- [Work instruction] Please restate the data word for word.

- [Raw data]

# # # #

PR #2091, opened 2022-07-23
[java-inspections] IDEA-298475 Redundant `compareTo` for java.time classes

pyltsin:
I tried to add a new inspection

# # # #

- [Answer below]
PR #2091, opened 2022-07-23
[java-inspections] IDEA-298475 Redundant `compareTo` for java.time classes

pyltsin:
I tried to add a new inspection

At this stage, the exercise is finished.